Zuckerman-Vernon Corp.v.Zelikoff

District Court of Appeal of Florida, Third DistrictJan 12, 1976
323 So. 2d 585 (Fla. Dist. Ct. App. 1976)

No. 75-110.

November 18, 1975. Rehearing Denied January 12, 1976.

Appeal from the Circuit Court, Dade County, Murray Goodman, J.

Snyder, Young, Stern, Barrett Tannenbaum and Barry Scott Richard, North Miami Beach, for appellant.

Truett Watkins, Miami, Hugh S. Glickstein, Koenig Katz, Hollywood, Heller Kaplan and Robert Golden, Miami, for appellees.


Zuckerman-Vernon Corporation, defendant in the trial court, appeals from an order granting summary judgment as to liability to Murray Zelikoff, plaintiff. Third-party defendants, Clarwood, Inc., Drusin, and May Co. also challenge the summary judgment as to liability entered against Zuckerman-Vernon.

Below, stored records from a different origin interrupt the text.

PR #1200, opened 2019-01-29
Do not warn about using kebab-case for object keys being media queries

Andarist:
cc @clight-fastly 😉

### DIFF
--- a/packages/serialize/src/index.js
+++ b/packages/serialize/src/index.js
@@ -88,8 +88,12 @@ if (process.env.NODE_ENV !== 'production') {
       }
     }
 
+    const processed = oldProcessStyleValue(key, value)
+    const isCssVariable = key.charCodeAt(1) === 45
+
     if (
-      key.charCodeAt(1) !== 45 &&
+      processed !== '' &&
+      !isCssVariable &&
       key.indexOf('-') !== -1 &&
       hyphenatedCache[key] === undefined
     ) {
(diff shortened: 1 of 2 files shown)


packages/serialize/src/index.js
```diff
@@ -89,7 +89,7 @@ if (process.env.NODE_ENV !== 'production') {
     }
 
     if (
-      key.charCodeAt(1) !== 45 &&
+      (key.charCodeAt(0) !== 64 /* @ */ || key.charCodeAt(1) !== 45) /* - */ &&
```
Andarist: im not sure what case is covered by this part `key.charCodeAt(1) !== 45) /* - */` as there is no test for this, is it supposed to handle css variables?

tkh44: I believe it is.

packages/serialize/src/index.js
```diff
@@ -89,7 +89,8 @@ if (process.env.NODE_ENV !== 'production') {
     }
 
     if (
-      key.charCodeAt(1) !== 45 &&
+      key.charCodeAt(0) !== 64 /* @ */ &&
```
mitchellhamilton: Rather than doing this extra check which won’t also work for nested selectors, you could move the oldProcessStyleValue call before this check and check if the value is not equal to an empty string

Andarist: what kind of nested selectors are we talking about?

mitchellhamilton: Something like this or any other selector with a hyphen.
```jsx
{
  ':last-of-type': null
}
```

Andarist: oh, right - gonna workaround this soon

Andarist:
@mitchellhamilton should be ready to merge now

PR #1201, opened 2019-01-31
[WIP] - Site Redesign

tkh44:
My attempt at reworking the design of the site.

**What**:
image


mitchellhamilton:
Some feedback:
- link styles
  - the color they change to on hover is so similar to the default color that it's barely noticeable
  - the link color isn't applied to inline code
  - not totally sure about this but maybe an underline on hover would be nice
- i really like the sidebar styling though maybe it could be sticky when you're scrolling and this i'm not super sure about but maybe the active link could be bold
- the anchors on headings that appear on hover are strangely aligned, it should probably be vertically centered or something
- community page is broken
- there are three different background colors that are slightly different dark shades: search, code and live code
- i really like the inline code styles
- this is something that has been there for a while but when selecting code, the selection color is different depending on the token. Applying this css might work well
```css
pre[class*="language-"]::selection, pre[class*="language-"] ::selection, .prism-code::selection, .prism-code ::selection {
    text-shadow: none;
    background: hsla(0,0%,100%,.15);
}
```
- page titles being smaller than headings seems strange

tkh44:
Thanks for the feedback. Here's the latest update.
image

mitchellhamilton:
I'm not totally sure about the lack of separation between the different sections on the page. It feels harder to focus on the content because there's no separation between content and navigation

I really like the links at the top with the color change on hover and the underline.

I really liked when the pink indicator thing on the left of the nav links was right on the edge of the page.

PR #1206, opened 2019-02-01
Add @emotion/core to recommended install script for @emotion/styled

Andarist:


docs/introduction.md
```diff
@@ -105,7 +105,7 @@ render(
 ```
 
 ```bash
-npm i @emotion/styled
+npm i @emotion/styled @emotion/core
```
Andarist: core is a peer dep for styled so it has to be installed too

Issue #1178, opened 2019-01-15
Problems surrounding SSR injection of <style> and unreliability of :first-child selectors


kylegach:
**Problem description:**

In emotion v10+, a new warning is thrown if you use `:first-child`, `:nth-child`, or `:nth-last-child` selectors in a styled component or css prop value. This is because, when using SSR, the `style` element is injected immediately above (prepended) the associated component. ([More details](https://github.com/emotion-js/emotion/issues/898).)

There are a number of problems with this approach:

> _Note: I made a [test case demo](https://codepen.io/anon/pen/BvMjeQ) to illustrate which selectors are unreliable._

1. In [our codebase](https://github.com/mineral-ui/mineral-ui/) and matching years of experience for myself and peers, the "first" selectors are used much more often than the "last". Making these selectors unreliable is a big blow to those expecting standard CSS features to work.
1. The suggested workaround of changing, e.g. `:first-child` to `:first-of-type`, only works if _all_ sibling elements are of the same type. This is probably fairly common for components like lists, grids, etc... But it's far from a guaranteed solution. It could also discourage the use of semantic markup by driving devs to "just use divs" for everything, since it's a simpler "fix".
1. The [list of unsafe selectors](https://github.com/emotion-js/emotion/blob/master/packages/cache/src/index.js#L208) is incorrect.
    - The adjacent sibling pattern, `* + [anything]`, is unreliable, but not listed.
      - This [type of selector](https://alistapart.com/article/axiomatic-css-and-lobotomized-owls) may seem somewhat obscure, but it can be rather useful.
    - `:only-child` is unreliable, but not listed.
    - `:nth-last-child` is still reliable when prepending the `style` element and should not be listed.
1. Consumers not interested in SSR should be able to turn off the warning (#1105)

**Suggested solution:**

Let's tackle each problem, in turn:

1. "First" vs. "last" selectors (or prepending vs. appending the `style` element)

    If emotion injected the `style` element _after_ (appended) the associated component, then the following selectors would be unreliable: `:last-child`, `:nth-last-child`, `:only-child`.

    Compare that to the currently unreliable selectors: `* + [anything]`, `:first-child`, `:nth-child`, `:only-child`.

    By changing to appending the `style` element, emotion would no longer block use of the common adjacent sibling selector and the "last" (rather than "first") varieties of the selectors would be affected, which I would argue is a better tradeoff more in line with actual usage of each [citation needed].

1. "of-type" workaround

[...]

Issue #1105, opened 2018-12-13
Cannot turn off "potentially unsafe when doing server-side rendering" noise


RoystonS:
Emotion 10 is emitting a series of console warnings along the lines of:

```
The pseudo class ":first-child" is potentially unsafe when doing server-side rendering. Try changing it to "first-of-type"
The pseudo class ":nth-child" is potentially unsafe when doing server-side rendering. Try changing it to "nth-of-type"
```

- `emotion` version: 10.0.4
- `react` version: 16.7.0-alpha2

**Problem description:**

1. I'm not using server-side rendering so these warnings aren't useful for me and are just console noise that means real problems will be masked.  Apart from running in a production build, I can't see any way to turn these warnings off right now.
1. The error message doesn't help me understand why these pseudo classes are a problem; I can't find them mentioned in the Emotion docs, or references on the Internet as to why these might be a problem.

**Suggested solution:**

1. Provide a way to turn off these warnings if users don't want them.
1. Provide a link, or some documentation, as to why these pseudos are problematic.

Andarist:
Leaving this here - https://github.com/emotion-js/emotion/issues/1059#issuecomment-444566635 as this issue is dedicated to this problem.

vajkri:
We are getting the warnings too using SSR. 
The styles targeting with `:nth-child()`, `:first-child` or `:last-child` don't even get applied server-side, so this causes elements to "jump" on page load when these styles get applied client-side.

brentertz:
Hi Folks,

The inability to disable these console messages is a blocker for us being able to ship the [Emotion 10 update to our component library](https://github.com/mineral-ui/mineral-ui/pull/816). As a library, these messages are also visible to all of our downstream consumers.

We do not wish to update the selector usage in our library as we do not believe Emotion's current SSR strategy to be a valid trade-off for breaking numerous commonly used CSS selectors, hence #1178. We are hopeful that an alternate approach can be found there as well, but in the mean time, simply would like to disable these console messages.

Is there anything that can be done here to move things forward?  We are willing to do the work, or collaborate, if you can provide some insight into the direction that you would like to take.

__Possible Solutions__

* Simply remove logging; instead improve and rely on SSR documentation
* Conditionally remove logging, e.g. ENV var or other opt out mechanism
* Only log when server side rendering
* Only log message once per page load
    * Unsure if this would avoid excess logging during unit tests though
* Remove the Stylis “linting” plugins from the default cache implementation and make them opt-in
[...]

PR #1209, opened 2019-02-01
[cache] Add ignore flag for the unreliable selectors warning

kylegach:
**What**:
1. Add the ability to ignore a selector's "potentially unsafe when doing server-side rendering" warning message by adding `/* emotion-disable-server-rendering-unsafe-selector-warning-please-do-not-use-this-the-warning-exists-for-a-reason */` after the pseudo class
    - The flag is intentionally verbose (see [comments below](https://github.com/emotion-js/emotion/pull/1209#issuecomment-462035404))
2. Add tests for above

**Why**:

The inability to disable or ignore these warnings is an issue for some (#1105). Until a decision is made on #1178, it is likely worthwhile to provide a way to ignore them. This seemed like a lightweight way of doing so, that is nicely co-located with the existing warning logic.

**How**:

Modified the implementation of the stylis plugin used for the warning to check for the presence of the flag.

**Checklist**:

- [x] Documentation — Maintainers wish for this flag to be hard to discover, so docs were intentionally not updated
- [x] Tests
- [x] Code complete

### DIFF
--- a/packages/cache/src/index.js
+++ b/packages/cache/src/index.js
@@ -201,21 +201,30 @@ let createCache = (options?: Options): EmotionCache => {
 
     stylis.use((context, content, selectors) => {
       switch (context) {
-        case 2: {
-          for (let i = 0, len = selectors.length; len > i; i++) {
-            // :last-child isn't included here since it's safe
-            // because a style element will never be the last element
-            let match = selectors[i].match(/:(first|nth|nth-last)-child/)
-            if (match !== null) {
-              console.error(
-                `The pseudo class "${
-                  match[0]
-                }" is potentially unsafe when doing server-side rendering. Try changing it to "${
-                  match[1]
-                }-of-type"`
+        case -1: {
+          const flag =
+            'emotion-disable-server-rendering-unsafe-selector-warning-please-do-not-use-this-the-warning-exists-for-a-reason'
+          const unsafePseudoClasses = content.match(
+            /(:first|:nth|:nth-last)-child/g
+          )
+
+          if (unsafePseudoClasses) {
+            unsafePseudoClasses.forEach(unsafePseudoClass => {
+              const ignoreRegExp = new RegExp(
+                `${unsafePseudoClass}.*\\/\\* ${flag} \\*\\/`
               )
-            }
+              const ignore = ignoreRegExp.test(content)
+
+              if (unsafePseudoClass && !ignore) {
+                console.error(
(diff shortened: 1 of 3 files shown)


mitchellhamilton:
I'm not completely opposed to doing something like this but the way this works specifically would require us to also remove the property in production and I'm really against adding code in prod that isn't necessary in prod.

brentertz:
@mitchellhamilton @kylegach I'd suggest that we simply change it to use a CSS custom property, e.g. `--ignore`, so that it it valid syntax and does not need removed for production.

kylegach:
@mitchellhamilton — Glad to hear you're open to the idea. I updated the code (force-pushed over the first commit) and the PR description to reflect Brent's suggestion above.

mitchellhamilton:
Changing it to a custom property doesn't really solve the problem. There's nothing that will break with shipping an invalid css property to production and it's better than a custom property in a way since browsers will ignore the invalid property. The bigger problem is that an extra css property is there at all. 

I think it's possible to do with comments like this and since comments are already removed, it won't have any ramifications on production.

```js
css`
  &:first-child /* emotion-disable-server-rendering-unsafe-selector-warning-please-do-not-use-this-the-warning-exists-for-a-reason */ {
  }
`;
css({
  "&:first-child /* emotion-disable-server-rendering-unsafe-selector-warning-please-do-not-use-this-the-warning-exists-for-a-reason */": {}
});
```
Yes, I know it's long, that's intentional, it should be difficult for people to disable the warning. It's there to help people and fix a problem they could have so it should be be difficult to stop the warning because in most cases, people should fix their code.

kylegach:
@mitchellhamilton —

Oh! Thanks for the suggestion to place the comment _in_ the selector. I had tried comments first, but couldn't figure out how to make it work for style objects.

Agreed that it's a good idea to have an obnoxiously verbose flag.

Just updated the PR description and force-pushed again. Beyond changing the flag to a comment, the major changes from last review are no longer printing the compiled selector in the error (decided it wasn't that helpful) and a bunch more test cases for compound selectors.

Coolranch:
Did this flag make it in?  I'm using version 10.0.7 with the disable flag in my styles, but I'm still seeing the warning.

joshuaegclark:
Any updates on this getting merged?

leftmostgeek:
I'd like to see this change too.

kylegach:
Force-pushed one more time with the changes requested and updated the description accordingly. Should be good to go! Thanks for the help, @mitchellhamilton.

Zelikoff filed a complaint against Zuckerman-Vernon for damages. It was alleged that he purchased four apartment buildings in Broward County from the defendant corporation, which warranted that the plumbing conformed to all relevant codes. In fact, the plumbing did not conform to the codes. Wastes evacuated and eliminated into the residents' toilets were later backed up through those toilets and out into the apartments, causing "severe damage" to their interiors. Later, the defendant added a third-party complaint against three parties alleged to be builders and contractors who had supplied the defendant with the defective plumbing. The third-party defendants moved to transfer the cause to Broward County. The trial judge ordered the third-party action transferred to Broward County, but the case-in-chief retained in Dade County. The defendant appealed, and this court reversed the transfer order, holding that either the whole matter should be transferred or none of it but that the complaint and third-party complaint should be kept together. Zuckerman-Vernon Corporation v. Zelikoff, Fla. App. 1974, 303 So.2d 391. During the pendency of the proceedings reported in the cited case, between the time this court released its opinion on November 5, 1974 and the date it denied a rehearing and the mandate issued, the trial judge entertained a motion for summary judgment and rendered a summary judgment in favor of the plaintiff against the defendant in the case-in-chief.

This appeal ensued, contending that the court erred in proceeding to determine the summary judgment when the question of whether or not the third-party complaint was properly before the Circuit Court of the Eleventh Judicial Circuit was the subject of appellate review. Strauser v. Strauser, Fla.App. 1974, 303 So.2d 663; De La Portilla v. De La Portilla, Fla. 1974, 304 So.2d 116.

We believe it was inappropriate for the trial judge to go forward with the matter when he was on notice that his order, severing the third-party complaint was in the process of being reversed, particularly in light of the rule of civil procedure which would permit a third-party defendant to address defenses to the original complaint. See: Rule 1.180(a), F.R.C.P.

Rule 1.180. Third Party Practice
"(a) * * * The third party defendant may assert against the plaintiff any defenses which the third party plaintiff has to the plaintiff's claim. The third party defendant may also assert any claim against the plaintiff arising out of the transaction or occurrence that is the subject matter of the plaintiff's claim against the third party plaintiff. The plaintiff may assert any claim against the third party defendant arising out of the transaction or occurrence that is the subject matter of the plaintiff's claim against the third party plaintiff and the third party defendant thereupon shall assert his defenses as provided in Rules 1.110 and 1.140 and his counterclaims and crossclaims as provided in Rule 1.170. * * *" [emphasis added]

Therefore, the summary judgment in favor of the plaintiff on liability be and the same is hereby reversed and set aside, and the matter is returned to the trial court without prejudice to any of the parties renewing motions for summary judgment when all parties are before the court.

This opinion is not to be construed as passing upon the merits of the plaintiff's motion for summary judgment.

Reversed and remanded, with directions.